In einen Sessel gelehnt, ließ nun Franz von neuem seinen Gedanken, die ihn zurück in die unvergeßliche Vergangenheit führten, freien Lauf. Er sah sich wieder in Neapel bei der letzten Vorstellung im San-Carlo-Theater – er sah den Baron von Görz wieder geisterhaft aus seiner Loge blicken, die glühenden Augen auf die Künstlerin gerichtet, wie wenn er sie fascinieren wolle – –

Dann fiel ihm der Inhalt jenes Briefes ein von der Hand des Barons, in welchem er, Franz von Telek, beschuldigt wurde, den Tod der Sängerin verursacht zu haben.

Und während all dieses Sinnierens fühlte er den Schlaf nahen. Aber er lag eine Weile in jenem Halbschlummer, zwischen Schlaf und Munterkeit, in welchem man das leiseste Geräusch vernimmt – als ein seltsames Phänomen sich vollzog – es war, wie wenn eine Stimme, von wunderlieblichem zartem, süßem Klange durch die Gaststube dringe, in welcher Franz allein, aber bei vollem Verstande, saß.

Ohne sich zu fragen, ob er wache oder träume, erhob er sich – lauschte er – –

Ja! es war, als wenn sich seinem Ohre ein Mund nähere – als ob von unsichtbaren Lippen die ausdrucksvolle Melodie erklinge:

Nel giardino de mille flori
Audiamo, mio cuore, –

Franz kannte das Lied – die Stilla hatte es gesungen an jenem letzten Abend – an ihrem Abschiedsabend – –

Wie eingelullt, ohne zu wissen, wie ihm geschieht, überläßt sich Franz der Wonne, das Lied noch einmal zu hören – –

Dann ist's zu Ende – und die Stimme erstirbt langsam – in lieblichen Modulationen.
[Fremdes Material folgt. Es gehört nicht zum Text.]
PR #26, opened 2016-02-06
Better coverage for context.rs

fabricedesre:
I was trying an idea for mocks (that didn't work) and while doing that I expanded the current tests.

r? @JohanLorenzo

### DIFF
--- a/src/context.rs
+++ b/src/context.rs
@@ -82,7 +82,7 @@ impl Context {
 
 #[test]
 #[allow(unused_variables)]
-fn test_should_add_a_service() {
+fn test_context_service() {
     use service::{ Service, ServiceProperties };
     use iron::{Request, Response, IronResult};
 
@@ -91,11 +91,11 @@ fn test_should_add_a_service() {
     impl Service for ServiceStub {
         fn get_properties(&self) -> ServiceProperties {
             ServiceProperties {
-                id: '1'.to_string(),
+                id: "1".to_owned(),
                 name: "dummy service".to_owned(),
                 description: "really nothing to see".to_owned(),
-                http_url: '2'.to_string(),
-                ws_url: '3'.to_string()
+                http_url: "2".to_owned(),
+                ws_url: "3".to_owned()
             }
         }
         fn start(&self)  {}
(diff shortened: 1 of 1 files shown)


src/context.rs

Aber Franz hat die Lähmung, die ihn befallen, abgeschüttelt, – er hat sich jäh aufgerichtet – er findet die Kraft wieder zu atmen, er sucht ein fernes Echo von der Stimme zu erhaschen, die ihm zu Herzen drang.

Alles ist Schweigen – draußen im Freien und drinnen im Saale.

»Ihre Stimme!« flüstert er – »ja – es war – ihre Stimme – die Stimme, die ich so heiß, so innig geliebt habe –«

Dann kämpft er sich in die Wirklichkeit zurück.